# Werewolf Costume 8'6" Tall. "Creature Reacher"



## MalmeyStudios (May 5, 2010)

*Werewolf Costume 9ft Tall. Finished - New Pics*

This costume came to me one night when I was sleeping, kinda a nightmare. So I started the build. I got cardboard tubes, drywall, stilts, werewolf hands, feet, a mask, and some upolstry foam.

Its huge!! Ive made arm and leg extentions. From the floor to my inseme is 50" and from my sholder to the finger tips is about 40". I have also taken a wetsuit and glued foam to it to give the werewolf some bulk! After trying this thing on I topped out at a little over 9ft tall!

SWEET!!!!!!

Ive got the build completly done!!

Let me know what you think!


----------



## the dogman (Jul 8, 2007)

Looking good!
Good idea to have a second, non-stilt plan too. Spending a night in stilts can be a pain in the butt.


----------



## BooBoo (Jun 14, 2010)

I really like your Werewolf Batguano. I also like the fact the arms are attached to yours, not dangling like others I've seen. It looks great in proportion.


----------



## kittyvibe (Oct 27, 2008)

wow, Im scared already! Looks awesome!


----------



## MalmeyStudios (May 5, 2010)

Thanks everyone, Im doing an instructable as Im building this. I will post the link once Im done with it.

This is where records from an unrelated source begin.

PR #9160, opened 2020-10-07
CDPCP-3122. Bulk user sync state retrieval fails over to default retr…

handavid:
…ieval

The UMS may protect itself by rejecting bulk computation requests for
large tenants. There is also a grpc timeout built into the system of
one minute after which the transport will be closed and the request
will fail.

In these cases, the ums user sync state model retrieval
should failover to the default approach.

### DIFF
--- a/freeipa/src/main/java/com/sequenceiq/freeipa/service/freeipa/user/ums/UmsUsersStateProviderDispatcher.java
+++ b/freeipa/src/main/java/com/sequenceiq/freeipa/service/freeipa/user/ums/UmsUsersStateProviderDispatcher.java
@@ -39,19 +39,38 @@ public class UmsUsersStateProviderDispatcher {
 
             boolean fullSync = userCrns.isEmpty() && machineUserCrns.isEmpty();
 
-            Map<String, UmsUsersState> envUsersStateMap;
             if (fullSync && entitlementService.umsUserSyncModelGenerationEnabled(INTERNAL_ACTOR_CRN, accountId)) {
-                envUsersStateMap = bulkUmsUsersStateProvider.get(accountId, environmentCrns, requestIdOptional);
+                return dispatchBulk(accountId, actorCrn, environmentCrns, userCrns, machineUserCrns,
+                        requestIdOptional, fullSync);
             } else {
-                envUsersStateMap = defaultUmsUsersStateProvider.get(
-                        accountId, actorCrn,
-                        environmentCrns, userCrns, machineUserCrns,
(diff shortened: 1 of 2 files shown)


horadla23:
what "default approach" means? Will it have performance impact for example on mow-dev? If yes, then we should target this change to master to fully test it .

handavid:
Our concern is that, if each request takes more than a minute, then running multiple simultaneous requests could consume all of the UMS' resources. We want the ability for the UMS to protect itself without needing to revisit the FMS code. E.g., the UMS could implement a limit on the number of bulk requests it accepts at a time or reject bulk requests for cases where we suspect we would exceed the 1 minute threshold without breaking user sync in the FMS.

We've identified a number of inefficiencies in the bulk calculation in the UMS. This is because we started with a direct translation of the work that the FMS was doing. See https://jira.cloudera.com/browse/CDPCP-3078 for more details on areas of improvement on the UMS side. Essentially there are some data retrieval operation that are still performed on a per-actor basis that can be replaced. Our intention is to target and test this feature against 2000 actors.

In the meantime, we discovered (from https://jira.cloudera.com/browse/CDPCP-2986) that there are an excessive number of actors in mow-dev due to orphaned internal machine users (some 8000+ actors total) which far exceeded our expectations. We are looking at ways to pull back or modify that change as well while we understand where all the orphan internal machine users are coming from.

cc: @giladwolff @mdzz

lacikaaa (approved):
I'm ok with this change, but raven team is the 2.31 branch guardian, they have to decide if they let it in or you have to move this to master.

lacikaaa:
retest this please

horadla23:
if current behaviour on 2.31 does not cause any issue on PROD, then I would put this change into master to have time to test it properly

horadla23 (changes requested):
Same here: I have checked related jira ticket and it seems for me that this improvement will have effect mostly on mow-dev, so I wouldn't put this into the upcoming CB release, I think master will branched soon to 2.32 and it will reach mow-dev soon, so please rebase this to master and change PR accordingly

horadla23:
@mdzz has user sync changed somehow in 2.31 ? are there such amount of machine users in prod which can affect customers negatively compared to 2.29 ? My concern is almost same here as in https://github.com/hortonworks/cloudbreak/pull/9166 that 2.31 release coming soon and I cannot tell if this change won't cause any issue in prod. It would be better to have time to test and experience this change in mow-dev before release to avoid any unexpected issues in prod.

handavid:
retest this please

handavid:
@horadla23 I retargeted this to master. can you merge if acceptable?

horadla23 (approved):

PR #9165, opened 2020-10-07
CB-8923 Introduce a custom JUnit XML Report Listener

aszegedi:
Introduce a custom JUnit XML Report Listener to override the original ReportNG one. So we can solve the issue: `we cannot check the details with the 'Show/Hide Errors'`
Beyond this I customised the `tests.name` at the test suite YAML files, because of the TestNG generated XML results are saved with the same file name. On the Jenkins these caused troubles with spaces in the names.


integration-test/src/main/java/com/sequenceiq/it/cloudbreak/context/TestContext.java
```diff
@@ -1133,6 +1139,29 @@ public void handleExceptionsDuringTest(TestErrorLog testErrorLog) {
             String errorMessage = errorLogMessageProvider.getMessage(exceptionMap, clues);
             testErrorLog.report(LOGGER, errorMessage);
 
+            ITestResult testResult = Reporter.getCurrentTestResult();
+            Throwable testFailException = errorLogMessageProvider.getException(exceptionMap);
+
+            if (testFailException != null) {
+                testResult.setThrowable(testFailException);
+                testResult.setTestName(getTestMethodName().get());
+                testResult.setStatus(2);
```
lnardai, line 1148: What does status 2 mean? Why 2 exactly?

aszegedi: This means [ITestResult.FAILURE](https://www.javadoc.io/doc/org.testng/testng/6.8.21/constant-values.html#org.testng.ITestResult.FAILURE)

Here we have to set the correct test results for test, because of the our TestContext is not [ITestContext](ITestContext) indeed. So our project generates all the errors and related messages as Reporter Output.

lnardai: So, can we use the Enum from there, or not a variable that is more descriptive?

integration-test/src/main/java/com/sequenceiq/it/cloudbreak/listener/ReportListener.java
```diff
@@ -24,23 +23,31 @@
...
         log(tr);
+        Reporter.setCurrentTestResult(tr);
+        super.onTestFailure(tr);
     }
 
     @Override
     public void onTestSuccess(ITestResult tr) {
         logUrl(tr);
         logMeasurements(tr);
+        Reporter.setCurrentTestResult(tr);
```
lnardai, line 39: Just asking, would this work correctly with parallel runs since it's static?

lnardai: Just checked in the code, it uses ThreadLocal internally.

aszegedi: Each test method and its respective before and after method is executed in a different thread. This is identified by the ID of the thread that is printed on the console.
You can find some additional details, for example: [TestNG parallel execution of tests, classes and suites](https://howtodoinjava.com/testng/testng-executing-parallel-tests/)

aszegedi: You were scratcing the ugly truth: After I've tested this out with several threads, I had to realised the original solution wasn't able to get the correct throwable to the defined test case. So I've applied the same prefixing as we already have for `searchUrl`.
So finally not the `Reporter` caused the issue as rather than `custom.results.xml` template.

aszegedi: Here is the test upload for Quanta: [https://quanta.infra.cloudera.com/?#/runDetails?gtn=6369877](https://quanta.infra.cloudera.com/?#/runDetails?gtn=6369877)

integration-test/src/main/java/com/sequenceiq/it/cloudbreak/util/ErrorLogMessageProvider.java
```diff
@@ -22,6 +23,13 @@
 
     private static final ObjectWriter OBJECT_WRITER = new ObjectMapper().writerWithDefaultPrettyPrinter();
 
+    public Throwable getException(Map<String, Exception> exceptionsDuringTest) {
+        return exceptionsDuringTest.values().stream()
+                .filter(exception -> exception.getCause() instanceof TestFailException)
```
lnardai, line 28: This will only show the first exception that we encounter in the test, is that correct?
Or we are specifically looking for this type of exceptions among them?
If so this method should be rather, findFirstTestFailException.

integration-test/src/main/resources/testsuites/e2e/aws-distrox-baseimage-tests.yaml
```diff
@@ -1,5 +1,5 @@
 name: "aws-distrox-baseimage-tests"
 tests:
-  - name: "aws distrox e2e base image tests"
+  - name: "aws_distrox_e2e_base_image_tests"
```
lnardai, line 3: I think this will require changes in jenkins for all jobs right?

lnardai:
Overall LGTM, check the jenkins result there is only an additional 10MB of data there.

lnardai (approved):

PR #10189, opened 2021-03-02
CB-11391 Add some information to the flow accept logging. we need to …

topolyai5:
…add more valuable information like the event.

### DIFF
--- a/core/src/main/java/com/sequenceiq/cloudbreak/logger/LogContextAspects.java
+++ b/core/src/main/java/com/sequenceiq/cloudbreak/logger/LogContextAspects.java
@@ -8,6 +8,10 @@ import org.slf4j.Logger;
 import org.slf4j.LoggerFactory;
 import org.springframework.stereotype.Component;
 
+import com.sequenceiq.cloudbreak.service.events.CloudbreakCompositeEvent;
+
+import reactor.bus.Event;
+
 @Component("CloudbreakLogContextAspects")
 @Aspect
 public class LogContextAspects {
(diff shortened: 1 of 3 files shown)


core/src/main/java/com/sequenceiq/cloudbreak/logger/LogContextAspects.java
```diff
@@ -20,6 +24,9 @@ public void interceptCloudbreakEventHandlerAcceptMethod() {
     @Before("com.sequenceiq.cloudbreak.logger.LogContextAspects.interceptCloudbreakEventHandlerAcceptMethod()")
     public void buildLogContextForReactorHandler(JoinPoint joinPoint) {
         com.sequenceiq.flow.logger.LogContextAspects.buildLogContextForEventHandler(joinPoint);
-        LOGGER.debug("A Reactor event handler's 'accept' method has been intercepted: {}, MDC logger context is built.", joinPoint.toShortString());
+        Event<CloudbreakCompositeEvent> event = (Event<CloudbreakCompositeEvent>) joinPoint.getArgs()[0];
```
lacikaaa, line 27: isn't it a bit risky to get the first item? can't this throw a nullpointer?
also, are you sure about the cast? shall we check it before?

topolyai5: This method always has an `Event<CloudbreakCompositeEvent>` argument.

doktoric (approved):

PR #10191, opened 2021-03-02
CB-11340 We are always wrapping exceptions in handleException, this m…

akanto:
We are always wrapping exceptions in handleException, this makes error handling harder since we need to deal with one kind of exception. It is better that if the exception is a child of CloudbreakServiceException, then we shall just reuse it and not wrap it


akanto:
Retest it please

lnardai (approved):

lnardai (approved):
LGTM!

PR #10192, opened 2021-03-02
CB-11437 - Fix an issue with Atlas POST requests exceeding buffer size

moresandeep:
This is related to https://jira.cloudera.com/browse/CB-11437
Looks like Atlas POST requests are failing because the buffer size was exceeded. This fix will increase the buffer size and fix the issue. 

This has been tested on a local cluster in mow-int.


moresandeep:
@keyki can I get a review for this, this is a blocker for the upcoming release. 
Thank you!

lacikaaa (approved):

PR #10195, opened 2021-03-02
CB-10962 allow maximum 23 volumes per instance template on all of the cloud platforms

biharitomi:

### DIFF
--- a/cloud-api/src/main/java/com/sequenceiq/cloudbreak/cloud/model/VolumeParameterConfig.java
+++ b/cloud-api/src/main/java/com/sequenceiq/cloudbreak/cloud/model/VolumeParameterConfig.java
@@ -1,5 +1,7 @@
 package com.sequenceiq.cloudbreak.cloud.model;
 
+import com.sequenceiq.cloudbreak.validation.VolumeParameterConstants;
+
 public class VolumeParameterConfig {
 
     public static final VolumeParameterConfig EMPTY = new VolumeParameterConfig();
@@ -27,7 +29,7 @@ public class VolumeParameterConfig {
         this.minimumSize = minimumSize;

Ya I do not like when the arms dangle, i want to be able to control them. The only bad thing is that the mask really throws off your perception on the stilts, Im gunna break my neck. Next year I may have to do a wheelchair based costume, lol. I hope noone takes offense to that, it was ment as a joke.

Anyway, Im gluing on the fur as we speak, this is a pain staking process. I cant wait to post finished pics.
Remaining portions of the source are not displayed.